Results/Observations/Conclusions: The final piece of the puzzle comes from basin modeling of petroleum charging in the 90's. Some scientists applied conventional reservoir relative permeability to fine-grained rocks, but new research predicted that progressively finer grained rocks with higher irreducible water should be able to flow oil at progressively higher Sw: at 100nD, both oil and water should flow at Sw > 80%. Lower petroleum phase saturations and adjusted relative permeability curves may better explain observed production behaviors and profoundly alter our view of recovery factor and stimulated rock volume.
Applications/Significance/Novelty: The method offers an alternate and independent method to Dean-Stark-based core / SWC saturation analysis and its pitfalls. Saturation patterns after removal of immobile sorbed oil are different to those derived using the Dean-Stark based method, implying sweet spots / landing zones can be further optimized even in maturing shale plays.
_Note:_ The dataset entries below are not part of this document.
PR #1932, opened 2018-12-29
libopen: remove hardcoded patch to libc

athoik:
When using multilib the 64bit libc located under /lib64 folder.
This commit removes the hardcoded path to libc, it will be resolved
automatically to the proper location.

### DIFF
--- a/tools/libopen.c
+++ b/tools/libopen.c
@@ -17,7 +17,7 @@ int open64(const char *pathname, int flags, ...)
 	{
 		void *handle;
 		char *error;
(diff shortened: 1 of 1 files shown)


betacentauri:
It‘s path and not patch ;)
According to the man pages absolute path is not needed. So it seems ok for me, but I haven’t tested it.

athoik:
>It‘s path and not patch ;)

Sure it's path, damn typos!

WanWizard:
fixed typo ;-)

PR #1937, opened 2019-01-01
scan: remove CRLF from channel and provider name

athoik:
It seems some channels on 5E include CRLF on channel name.

[eDVBScan] SID 27ce: is scrambled!
[eDVBScan]   name 'Viasat History HD
', provider_name 'AMB'
[eDVBScan]   descr<5d>

Resulting in lamedb corruption, since we expect all data in one line.

This commit replaces CRLF with an empty string to fix that issue.

### DIFF
--- a/lib/base/estring.cpp
+++ b/lib/base/estring.cpp
@@ -1,4 +1,5 @@
 #include <algorithm>
+#include <regex>
 #include <cctype>
 #include <climits>
 #include <string>
@@ -868,4 +869,12 @@ std::string urlDecode(const std::string &s)
 		}
 	}
 	return res;
+}
+
+std::string strip_non_graph(std::string &s)
+{
+	s = std::regex_replace(s, std::regex("[[^:graph:]]"), " ");
+	s = std::regex_replace(s, std::regex("\\s{2,}"), " ");
+	s = std::regex_replace(s, std::regex("^\\s+|\\s+$"), "");
+	return s;
 }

Lower oil-in-place – representing only the potentially mobile fluid phase petroleum – means that fracture stimulation has a higher recovery factor than previously thought, with profound effects on the infill volumes / opportunities for future field developments and therefore ultimately for US – and global – oil supply projections.
Interdisciplinary Components: Cross-over technology from organic geochemistry to petrophysics to reservoir engineering.